Random News and Notes 27 March
We start this Friday edition of RNN with a Florida Man story. Bryan J. Parker, 58, from Holly Hill, rammed his blue Ford Mustang through a perimeter gate at Daytona Beach International Airport on March 25 around 4:25 p.m., racing toward the Embry-Riddle airfield and nearly hitting a plane preparing for takeoff. He ditched the damaged car, tried entering an occupied aircraft and climbed into two unoccupied ones, until airport staff and security chased him down and cuffed him.
In bodycam footage, a dazed Parker admitted blacking out after an AA meeting, turning to cocaine, alcohol, and pot. He faces serious charges like attempted aircraft piracy, multiple DUIs, and exposure, with a history of prior offenses, and remains in jail without bond.
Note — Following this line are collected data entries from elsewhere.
PR #466, opened 2021-07-11
Added a commit to add the example

nitinreddy3:
Examples that covers the route based rendering of the application -> react and angular


internettrans (approved):
Thanks

PR #470, opened 2021-07-29
feat: improve accessibility of links

DaniAcu:
It's hard to find the link in the documentation. So I improve the styles to do them more accessible for everyone.

Before
image

After
image


internettrans (approved):
Thanks, yes this has been a problem since the branding update

PR #480, opened 2021-08-13
fix: flavored markdown creating email links

Lalaluka:
HI,
On the ecosystem-vue Page, I encountered two occasions of `single-spa-vue@X.X.X` being rendered as `mailto` Links:
Bildschirmfoto 2021-08-13 um 10 30 15
Bildschirmfoto 2021-08-13 um 10 31 23

This is probably because of the markdown flavor. I could fix that by adding a span until after the @ 
`<span>single-spa-vue@</span>2.4.0`
Which disables the autogeneration of the link:
Bildschirmfoto 2021-08-13 um 10 33 08

It's a pretty minor fix but also helps accessibility because such links are getting targeted by navigating the side through the keyboard or Screenreaders.

If such issues are also present on other pages the same fix would work too. If this improvement is wanted I can take a closer look.


internettrans (approved):
Thanks

PR #486, opened 2021-09-11
add enabling hash mode in routing to ecosystem-angular.md

zenan-xu:
Hi,
After this discussion https://single-spa.slack.com/archives/C8R6U7MT7/p1631087971271300 in slack, I would like to complete the routing part of ecosystem angular with `Enabling hash mode` .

Y’all know this editor is a history type-guy. So when he sees something interesting pop up history wise, he shares it here. A video of a cuirass from the Napoleonic wars is making the rounds again. The breast and back, worn by François-Antoine Fauveau, a 23-year-old recruit in Napoleon’s elite heavy cavalry, during the June 18, 1815 clash at Waterloo that ended in Napoleon’s defeat. A British 9-pounder cannonball tore a grapefruit-sized hole through the front at chest height, shredding the backplate and killing him instantly, as confirmed by papers found inside.
Faveau was an Imperial Cuirassier, one of Napoleon’s picked elite heavy cavalry. They were Napoleon’s shock troops, used to break lines and squares.
The battered armor, now at Paris’s Musée de l’Armée, stands as a stark relic of the battle’s brutality, where over 40,000 were killed or wounded in a day.
This is an odd one. Russian national Matvei Rumiantsev, a 22-year-old former MMA fighter, attacked his girlfriend in their Canary Wharf, London flat on January 18, 2025. He was sentenced to 4 years total, 2 for the assault, 2 for trying to ‘pervert justice’ (yes, that is the actual offence he was charged/convicted of) by writing to the victim and trying to get her to drop the charges.
So, why is this news? Barron Trump was the one who reported the assault. Apparently, the victim and Barron know each other and she FaceTimed him during or shortly after the assault. Barron then called 999 – the Brit equivalent to 911 – to report it.
It seems the presiding judge praised Trump’s responsible action while noting Rumiantsev’s lack of remorse.
Epic Fury News
An F/A 18 jock had the scare of a lifetime recently. The Super Hornet was targeted by an Iranian infrared MANPADS.
The Hornet had just completed a strafing run when the missile was launched. The pilot immediately broke – made a very hard turn – towards the incoming missile to disrupt the geometry of the intercept. It worked, barely.
It looks to me, based on the absolute lack of video of radar guided SAMs, that the only thing Iran has left to shoot at aircraft are MANPADS – man portable air defense systems. I would guess that one was some variant of the Soviet Igla family of IR MANPADS.
I am seeing a lot of chatter online about an invasion force being spun up for Iran. That isn’t happening and here is how I know. None of the strategic sealift fleet has moved to an onloading port or sailed from said ports to the Middle East with a couple of exceptions, and we know those few ships are laden with munitions not equipment.
Keep in mind, the largest US airlifter, the C-5M Galaxy can only carry two of the 60 ton M-1 Abrams tanks. A C-17 can only carry one. Tanks and other large tracked vehicles are almost always moved by ship, and none of the ships responsible for moving them are doing so.
If there was an invasion afoot – US troops taking and holding Iranian territory – you would see the large scale movement of tanks, APCs, IFVs, and all the other large equipment that cannot be efficiently moved by air. We are not seeing that.
If there are kinetic actions brewing, they will be limited in scale and not intended to seize and hold territory.
I saw this next post and felt the need to share and comment. Some of you may be wondering what nearly expended its entire on-hand stock of TLAMs means. I assure you that the US is not running out of Tomahawk Land Attack Missiles. It means that the Vertical Launch Cells on the Burke destroyers, Champlain cruisers and whatever subs are in the region are just about empty.
The issue is that reloading those cells requires the ships to be alongside at a base somewhere. As far as I know, the VLS cells cannot be reloaded underway. If I am wrong about that, I would appreciate the correction.
The cells can be reloaded in Bahrain, but that may not be the safest spot to do so. The next closest spots would be Diego Garcia and Crete. Israel also has facilities that can reload the VLS, but again, it may not be the safest spot to do so.